The first exibit was modern pop culture/lifestyle items...cars, shoes, telephones, toys, radios, computers, kitchen appliances, and so on.

Next I saw an exhibition of extinct and endangered animals. The most memorable was a reconstruction of a Dodo skeleton.

The museum piece that impressed me the most was an actual skeleton of a blue whale. It hangs suspended even with the balcony of a room that is a smaller version of the lobby. Unfortunately, there were no whale postcards in the gift shop. The clerk there wished they had some, since they would sell well.

My treasured bottle of whisky was getting heavy, so I decided to catch a bus back to the B&B to unload before calling Julie.
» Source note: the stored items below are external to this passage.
PR #58, opened 2023-01-12
fix constituent stdnames in state_converters.meta

peverwhee:
There is a mismatch in standard names for the following:

- cloud_liquid_water_mixing_ratio_wrt_moist_air vs cloud_liquid_water_mixing_ratio_of_moist_air
- rain_water_mixing_ratio vs rain_water_mixing_ratio_wrt_moist_air

The only place that the first names were used was in state_converters.meta. Switching those to the second names listed for consistency. The corrected names match those listed in https://github.com/NCAR/CAMDEN/wiki/Metadata-standard-names

### DIFF
--- a/utilities/state_converters.meta
+++ b/utilities/state_converters.meta
@@ -379,7 +379,7 @@
   dimensions = (horizontal_loop_extent, vertical_layer_dimension)
   intent = in
 [ qc ]
-  standard_name = cloud_liquid_water_mixing_ratio_wrt_moist_air
+  standard_name = cloud_liquid_water_mixing_ratio_of_moist_air
   long_name = Mass mixing ratio of cloud liquid water / moist_air
   advected = True
   type = real | kind = kind_phys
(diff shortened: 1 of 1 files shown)


cacraigucar (approved):

cacraigucar (changes requested):
Oops - so much for doing a review on my phone when I couldn't sleep.  I was "seeing" the changes reversed.

All variables should be using the "wrt"

nusbaume:
Agree with @cacraigucar , as the `wrt` versions follow the CCPP standard name rule number 5 here:

https://github.com/ESCOMP/CCPPStandardNames/blob/main/StandardNamesRules.rst#ccpp-standard-name-rules

However, it does look like we need to update the CAMDEN standard names list (whoops!), so I'll go ahead and do that now.

nusbaume:
Hi All, just letting you know that I have updated the standard names page on CAMDEN to better take into account the CCPP standard name rules for constituents (at least for the ones associated with water).  If you find anything wrong, or have any questions or concerns, please let me know.  Thanks!

peverwhee:
Thanks all! Closing this - will fix on the CAMDEN side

I arranged to meet her in front of a Burger King on Princes Street, wrote some postcards, and eventually left for the rendezvous point.

I was early, so I went to the underground shopping center next to the train station. Apparently everything closes here at six, some earlier, but I did get into a record store and find the first Slingbacks CD single for 1.99. I didn't know the second single had been released, but I would make up for that later.

When Julie arrived I gave her the single, since I already had two CD copies and one on vinyl. Then we walked back to old town and had dinner at a grassmarket pub. I noticed that at least two pubs on the same street now featured the American dish Chicken Kiev and reasoned that their frozen food salesman was doing his job.

I had a bitter or two with the food, while Julie had half a lager. I think she was too embarrassed to order a shandy.

We went to another pub, played some video games, listened to some loud and rude scotsmen, and called it a night.

At this point I was still uncertain about where I would go the next day. Back at the B&B, I studied maps and train schedules, considering all kinds of places, before deciding to wimp out and go to York. Trains to london were frequent from there, it had a lot of sights, and it would mean spending the minimum amount of time on the train. Inverness would just have to wait for the next trip.